Action ::= "Installing" | "Test drive:" | "Upgrading" | "Quick Test:";

Program := Prefix ^ Suffix ["V." ^] Version [^ "." ^ Release ] [Beta];
Prefix ::= "Fire" | "Jar" | "Thunder" | "Hot" | "Spicy" | "Sea" | "K" | "G" | "Gnu";
Suffix ::= "bird" | "fox" | "dog" | "monkey" | "write" | "calc" | "show";

Version ::= Number;
Release ::= Number;
Beta ::= "Alpha" [^ SmallNumber] | "Beta" [^ SmallNumber] | "M" ^ SmallNumber | "Milestone" SmallNumber;

Number ::= 1 | 2 | 3 | 4 | 5 | 6 | 7 | 8 | 9 | 10 | 11 | 12;
SmallNumber ::= 1 | 2 | 3;

Computer := "EEEPC 900" | "Sempron 2400" | "PIII 550";

Os := OsName (OsVersion | OsNumber) [["GNU/" ^] "Linux"];
OsName ::= ("U" | "Ku" | "Xu" | "Edu" | "Any" | "Some") ^ "buntu" | "Debian" | "Puppy";
OsVersion ::= Adjective Animal;
Adjective ::= "Alien" | "Breezy" | "Dodgy" | "Easy" | "Filthy" | "Gritty" | "Healthy";
Animal ::= "Albatross"| "Bear" | "Cat" | "Dog" ;
OsNumber ::= Number [^ "." ^ Number];

Tags ::= ["Linux," ] (Os ^ "," | OsName ^ ",") Computer ^ "," Program;

Body ::= _;

I ::= "musante.i.ph post title generator by MM";

Conclusions

Will my next post be “Installing Thunderwrite 2.1 on the EEEPC 900 and Kubuntu Healthy Bear ”? I hope not!

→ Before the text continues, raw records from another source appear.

PR #1232, opened 2024-04-08
SONARIAC-1038 ARM JSON: parse expression in string and build the AST to be same as Bicep equivalent

petertrr:


iac-extensions/arm/src/main/java/org/sonar/iac/arm/tree/impl/bicep/SyntaxTokenImpl.java
```diff
@@ -57,4 +57,8 @@ public List<Tree> children() {
   public Kind getKind() {
     throw new UnsupportedOperationException("No kind for SyntaxToken");
   }
+
+  public void setTextRange(TextRange textRange) {
```
petertrr, line 61: In the current implementation, it is used to shift ranges of nodes of Bicep expression according to the location, where it is present in JSON.

nils-werner-sonarsource: I am not a fan of changing TextRanges afterward. Typically we create a new SyntaxToken to be able to process the original one.

petertrr:
> I am not a fan of changing TextRanges afterward. Typically we create a new SyntaxToken to be able to process the original one.

Yes, I agree. However, we don't have a straightforward way to modify children of an existing node as well. The idea here is that we build a Bicep tree from a string, and the nodes will start at `1:0`. Then we need to shift their start offset to point to the beginning of the expression string. This would mean traversing the Bicep tree and replacing all `SyntaxToken`s with shifted copies , but for that we don't have a method in `Tree`.

iac-extensions/arm/src/main/java/org/sonar/iac/arm/tree/impl/bicep/SyntaxTokenImpl.java
petertrr: Yes, I agree. However, we don't have a straightforward way to modify children of an existing node as well. The idea here is that we build a Bicep tree from a string, and the nodes will start at `1:0`. Then we need to shift their start offset to point to the beginning of the expression string. This would mean traversing the Bicep tree and replacing all `SyntaxToken`s with shifted copies , but for that we don't have a method in `Tree`.

iac-extensions/arm/src/main/java/org/sonar/iac/arm/parser/ArmJsonBaseConverter.java
```diff
@@ -185,6 +202,48 @@ public Expression toExpression(YamlTree tree) {
...
+  }
+
+  private Expression toExpressionFromString(ScalarTree scalar) {
+    // Remove enclosing square brackets
+    var expressionString = scalar.value().substring(1, scalar.value().length() - 1);
+    var textRangeStart = scalar.metadata().textRange().start();
+
+    // Replacing line breaks, because the original string in JSON is definitely one-liner, but can contain line breaks which we should
+    // treat as escaped symbols.
+    var expression = (Expression) BICEP_EXPRESSION_PARSER.parse(expressionString.replace("\n", "\\n"));
```
petertrr, line 216: This feels like a workaround but I couldn't come up with anything better

iac-extensions/arm/src/main/java/org/sonar/iac/arm/tree/impl/bicep/SyntaxTokenImpl.java
petertrr: And actually a similar problem arises in the next ticket when I need to substitute `FunctionCall` nodes with `Identifier`s for parameters and variables. Both this and shifting of SyntaxTokens can be solved by e.g. introducing a `replace(Tree old, Tree new)` in the `ArmTree`. However, I'm not sure if it's the best approach.

nils-werner-sonarsource (commented):
I like the idea of utilizing the bicep parser, but I don't like to change the trees. Please have a look at my suggestions to adapt the Bicep parsing.

iac-extensions/arm/src/main/java/org/sonar/iac/arm/parser/ArmJsonBaseConverter.java
```diff
@@ -185,6 +198,48 @@ public Expression toExpression(YamlTree tree) {
...
+      var shiftOffset = shiftStart.lineOffset() + 1;
+      syntaxToken.setTextRange(TextRanges.range(shiftStart.line(),
+        textRange.start().lineOffset() + shiftOffset,
+        shiftStart.line(),
+        textRange.end().lineOffset() + shiftOffset));
+    }
+    for (Tree child : expression.children()) {
+      shiftTextRangeRecursively(child, shiftStart);
+    }
+  }
```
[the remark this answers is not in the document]
petertrr: Addressed in c5ad38d7c23e20c681c65a3e0870379a7bbee03d

iac-extensions/arm/src/main/java/org/sonar/iac/arm/tree/impl/bicep/SyntaxTokenImpl.java
nils-werner-sonarsource: I think we can now get rid of this function.

nils-werner-sonarsource (approved):
LGTM!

Polygen is just a toy, a uncommon way to have some fun with a computer (without the need of the latest graphic card). I don't know if I'll ever complete this grammar, writing a full post generator is a big task and even the title isn't complete yet (the “adjective+animal” couple, for example should give results with the same initials like “Alien Albatross”). I just hope you enjoyed the break in the “Test Drive:” chain!